# EXERCISE PROMPT:
How many lines in these records include the string "case"? Reply with that number alone.

(Excerpts from a dataset)
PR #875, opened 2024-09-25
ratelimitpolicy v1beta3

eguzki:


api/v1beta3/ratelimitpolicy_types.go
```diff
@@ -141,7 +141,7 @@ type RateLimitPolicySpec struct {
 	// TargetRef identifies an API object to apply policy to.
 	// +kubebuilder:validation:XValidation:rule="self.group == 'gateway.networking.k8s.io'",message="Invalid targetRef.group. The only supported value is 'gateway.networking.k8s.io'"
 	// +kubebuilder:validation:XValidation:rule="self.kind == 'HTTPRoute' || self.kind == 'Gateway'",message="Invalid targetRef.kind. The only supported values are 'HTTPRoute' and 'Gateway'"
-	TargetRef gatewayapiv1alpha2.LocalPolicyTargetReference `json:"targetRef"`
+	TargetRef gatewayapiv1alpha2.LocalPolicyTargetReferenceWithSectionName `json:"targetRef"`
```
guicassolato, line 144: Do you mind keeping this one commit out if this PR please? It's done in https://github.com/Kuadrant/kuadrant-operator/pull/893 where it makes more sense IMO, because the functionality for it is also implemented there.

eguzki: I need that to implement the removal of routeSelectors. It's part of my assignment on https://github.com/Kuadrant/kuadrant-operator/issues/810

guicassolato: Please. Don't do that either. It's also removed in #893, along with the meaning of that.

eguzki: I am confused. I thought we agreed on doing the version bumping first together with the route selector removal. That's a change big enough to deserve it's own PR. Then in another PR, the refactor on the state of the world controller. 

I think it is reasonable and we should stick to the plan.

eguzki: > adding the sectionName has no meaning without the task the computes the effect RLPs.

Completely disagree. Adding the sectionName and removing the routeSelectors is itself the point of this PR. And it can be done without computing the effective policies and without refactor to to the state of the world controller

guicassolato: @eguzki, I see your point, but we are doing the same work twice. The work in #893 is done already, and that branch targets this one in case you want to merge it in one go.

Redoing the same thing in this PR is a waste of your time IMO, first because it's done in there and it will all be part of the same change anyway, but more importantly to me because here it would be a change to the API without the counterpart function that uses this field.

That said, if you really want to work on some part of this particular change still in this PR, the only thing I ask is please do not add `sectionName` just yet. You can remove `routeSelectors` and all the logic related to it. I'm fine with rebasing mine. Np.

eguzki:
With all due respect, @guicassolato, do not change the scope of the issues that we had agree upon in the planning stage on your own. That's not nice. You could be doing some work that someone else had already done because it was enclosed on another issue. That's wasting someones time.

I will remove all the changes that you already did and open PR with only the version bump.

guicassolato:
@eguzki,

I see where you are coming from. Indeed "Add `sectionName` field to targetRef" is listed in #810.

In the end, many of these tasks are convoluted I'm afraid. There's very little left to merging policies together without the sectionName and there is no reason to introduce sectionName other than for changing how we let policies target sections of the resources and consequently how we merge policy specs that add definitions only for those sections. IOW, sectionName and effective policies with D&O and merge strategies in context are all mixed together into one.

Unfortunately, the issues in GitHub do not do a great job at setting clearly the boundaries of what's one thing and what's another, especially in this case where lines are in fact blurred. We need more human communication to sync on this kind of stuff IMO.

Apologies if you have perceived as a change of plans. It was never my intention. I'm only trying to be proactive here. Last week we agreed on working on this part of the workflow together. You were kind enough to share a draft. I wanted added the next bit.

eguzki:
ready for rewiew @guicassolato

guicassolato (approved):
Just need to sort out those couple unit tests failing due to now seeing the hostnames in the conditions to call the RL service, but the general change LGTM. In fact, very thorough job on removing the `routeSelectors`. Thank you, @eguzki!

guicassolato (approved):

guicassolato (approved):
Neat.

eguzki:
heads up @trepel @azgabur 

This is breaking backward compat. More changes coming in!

# WRITTEN ANSWER:
2